His parents came to America from the Ukraine after World War I. His father William and mother Vera worked in New York City for several years before purchasing a 118-acre farm in Kingwood Township in the 1920s. His father, formerly a chef at a large restaurant in New York, worked on improving the farm for several years but died at the age of 39 when Stephen was only four years old.
After losing his father at that young age, he devoted his whole life to the farm and his family, working side by side with his mother for many years operating a thriving poultry and egg production business. To attend school, he walked about one mile from his home to the Oak Summit one-room school each day. He was a 1947 graduate of Frenchtown High School.
He developed a love for flying and at the age of 16, he got his pilotís license. While still in high school, he bought his own plane, a Piper Cub and then a Fairchild PT 19 which he flew from a homemade airstrip on the farm. He enjoyed flying aerobatics with several local friends who also had airplanes. He attended college at Spartan School of Aeronautics in Tulsa Oklahoma graduating with a degree in Airport Management.

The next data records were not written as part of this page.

PR #1004, opened 2024-01-26
Enhancement: Extended Snapshot - Capturing Variables in '__main__' Stack Frame

umututku03:
## Motivation and Context

The current `snapshot` function gathers variables only from function calls, potentially nested. To enhance its utility, we aim to expand its capabilities, and our goal is to include variables in the top-level scope, specifically those defined in the main block. This expansion caters to a beginner-friendly Python context, providing a more comprehensive snapshot functionality.

## Your Changes

**Description**:

I've updated the snapshot.py module to improve the snapshot function. Now, it captures specific global variables, particularly those defined at the top level within the module where the snapshot function is called. The unit tests have been adjusted accordingly to validate and cover these improvements thoroughly.

- [ ] Bug fix (non-breaking change which fixes an issue)
- [ ] Refactoring (internal change to codebase, without changing functionality)
- [X] Test update (change that modifies or updates tests only)
- [ ] Other (please specify):

## Testing

I've modified the unit tests for the snapshot function and tested the new feature across different levels of nesting. This ensures that the tests now align with the recent changes and thoroughly validate the functionality under various scenarios.

N/A

## Checklist


python_ta/debug/snapshot.py
```diff
@@ -14,6 +33,12 @@ def snapshot():
     local_vars = []
     frame = inspect.currentframe().f_back
 
+    # Handling possible errors
+    if frame is None:
+        raise RuntimeError("Cannot capture snapshot from top-level script.")
+
+    local_vars.append(get_filtered_global_variables(frame=frame))
```
david-yz-liu, line 40: You're on the right track here, but you can simplify the code by merging this part into the while loop. Think about why you insert the check on line 43 in the first place, and what you can do now. (This change will also remove the need for the "Handling possible errors" part above.

python_ta/debug/snapshot.py
```diff
@@ -15,6 +34,9 @@ def snapshot():
     frame = inspect.currentframe().f_back
 
     while frame:
+        if len(local_vars) == 0:  # to ensure we do not add main stack frame multiple times
```
david-yz-liu, line 37: This still isn't what I'm looking for. Look at the condition on line 40 and ask why it's there, and how you can use it to address the current problem.

umututku03:
Hi @david-yz-liu! I believe the necessity of the if condition was to only pinpoint local variables, and do not investigate global context. That's why I called the helper function after that check (and with the same indentation level with the if condition) so that the variables within the global context will be added to the accumulator, after the check is made.

python_ta/debug/snapshot.py
```diff
@@ -15,8 +34,14 @@ def snapshot():
     frame = inspect.currentframe().f_back
 
     while frame:
-        if frame.f_code.co_name != "<module>":
+        # whether the current stack frame corresponds to the global module context or not
+        if frame.f_code.co_name != "<module>":  # skips the global module context
```
david-yz-liu, line 38: Let me put this another way. Suppose this condition evaluates to `False`. Determine what should happen in that case, and use what you come up with to simplify your code.

umututku03: I agree with the proposed changes. Initially, I attempted to investigate global variables within the else branch using the helper. Although this method worked in the Python console and during informal testing, it failed to pass unit tests—similar to a previous issue.

In inspecting the global variables captured by the function within the else branch during unit tests, I got the following output:

`{'__main__': {'JB_DISABLE_BUFFERING': False, 'path': None, 'targets': ['test_accumulation_table.py::test_snapshot_one_level'], 'additional_args': [], 'joined_targets': ['test_accumulation_table.py::test_snapshot_one_level'], 'plugins_to_load': [<module 'teamcity.pytest_plugin' from 'C:\\Users\\semra\\AppData\\Local\\JetBrains\\Toolbox\\apps\\PyCharm-P\\ch-0\\233.13135.95\\plugins\\python\\helpers\\pycharm\\teamcity\\pytest_plugin.py'>], 'args': ['-ra', 'test_accumulation_table.py::test_snapshot_one_level', '--no-header', '--no-summary', '-q']}}`

Also, here's what's inside (using PyCharm debugger) the `<module>' frame when running with pytest, so else branch (i.e. when the condition evaluates to False) seems not valid:

image


This made me reconsider the current check's validity (`if frame.f_code.co_name != "<module>":`) and the need for an alternative. Although it's taking some time, my goal is a thorough understanding, not a hasty, brute-force solution.

david-yz-liu: @umututku03 okay that's good information to provide. Fundamentally, implementation should not be influenced by how the testing works. If the tests are failing with a logically sound implementation, then that points to a need to test code in a different way.

Now for this specific issue: the root of the testing problem is that when tests are run, `__main__` is a pytest module rather than the test file itself. That's why the global variables aren't showing up in the `<module>` stack frame. Unfortunately you can't really change how pytest runs.

So instead, you can adopt a different test strategy:

1. Create a separate Python file that contains your example, with the global variable.
2. Have that file print out the "main" stack frame as JSON.
3. In the test file, write a test case that _executes_ that module (you can use `subprocess` here), and captures the output.
4. Parse that output and then assert that the output is as expected.

Note that this is the strategy we use for some other test cases, e.g. in the `test_check.py` file. It's more cumbersome and we shouldn't use it without a good reason, but there is a good reason here. In this case, it's appropriate to leave a comment in the test docstring explaining why this approach is used.

tests/test_debug/snapshot_main_frame.py
```diff
@@ -0,0 +1,18 @@
...
+import json
+
+from python_ta.debug.snapshot import snapshot
+
+# globally defined variables
+team_lead = "David Liu"
+SDS_projects = ["PyTA", "MarkUs", "Memory Models"]
+team_num = 9
+
+global_vars = snapshot()[0]
```
david-yz-liu, line 16: Keep things simple and don't store this value in a variable (since it will also appear as a global variable), instead just convert and print it directly

tests/test_debug/snapshot_main_frame.py
```diff
@@ -0,0 +1,18 @@
...
+json.dumps(global_vars)
```
david-yz-liu, line 17: This function just returns a string, it doesn't print anything out. You should be doing `print(json.dumps(...))`

tests/test_debug/test_accumulation_table.py
```diff
@@ -481,6 +483,28 @@ def test_snapshot_three_levels() -> None:
...
+    Specifically, it verifies whether global variables (formatted as JSON) from another
+    file within the same module ("snapshot_main_frame.py") are accurately captured.
+    Subprocesses are utilized due to pytest's module configuration, where main is treated
+    as a pytest module rather than the test file itself, causing global variables to be
+    absent in the <module> stack frame. This behavior is inherent to pytest and cannot be modified.
+    """
+    current_directory = os.path.dirname(os.path.abspath(__file__))
+    snapshot_main_frame_path = os.path.join(current_directory, "snapshot_main_frame.py")
+    main_frame = subprocess.run(
+        ["python", snapshot_main_frame_path], capture_output=True, text=True
```
david-yz-liu, line 498: Don't use `"python"`, as this is also a hard-coded name. Instead look up `sys.executable`

tests/test_debug/test_accumulation_table.py
```diff
@@ -481,6 +483,28 @@ def test_snapshot_three_levels() -> None:
...
+    )
+    global_vars = main_frame.stdout
```
david-yz-liu, line 500: Parse this string as json, so that the `assert` below can use `==` on the underlying *dict* values.

david-yz-liu (approved):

Despite his love of aviation, he elected to come back home to raise a family and further expand the farm business. In 1949 at the age of 19, he married Edith Thorpe of Milford, N.J., and they came back to live on the farm. In 1956 his son William was born, followed by his daughter Brenda in 1959. By the late 1950s the farm had over 30,000 chickens producing over 4 million eggs a year (he even had an egg route in New York City) while the farm yielded nearly 100 acres of corn. After 1980, he switched the agricultural operation to sod farming and operated the farm in commercial sod production until 2006 as Hunterdon Turf Farm.
He enjoyed life, loved the land, and The Farm was in his blood, and was also active in local and county politics. In 2006 he sold and permanently preserved 60 acres of the fourth generation family farm to the State of New Jersey as part of the Lockatong Creek Wildlife Management Area, a public nature preserve. The sod fields were converted to native grasses and constructed wetlands and trails that were created for the benefit of all. The nature preserve, located on Hampton Road is managed by D&R Greenway Land Trust and is open to the public in daylight hours. His son, William, is D&Rs director of Land Acquisition.
Stephen is survived by his wife, Edith (Thorpe) Rawlyk of 59 years of Kingwood, his son, William C. Rawlyk of Kingwood Township, his daughter Brenda Wagner of Frenchtown, and his two grandchildren.
Funeral services were held on Saturday at the Johnson-Walton Funeral Home. Interment was at Frenchtown Cemetery.
Memorial contributions may be made to Midland School for Special Needs, PO Box 5026, North Branch, N.J. 08876 or D&R Greenway Land Trust 1 Preservation Place Princeton, N.J. 08540.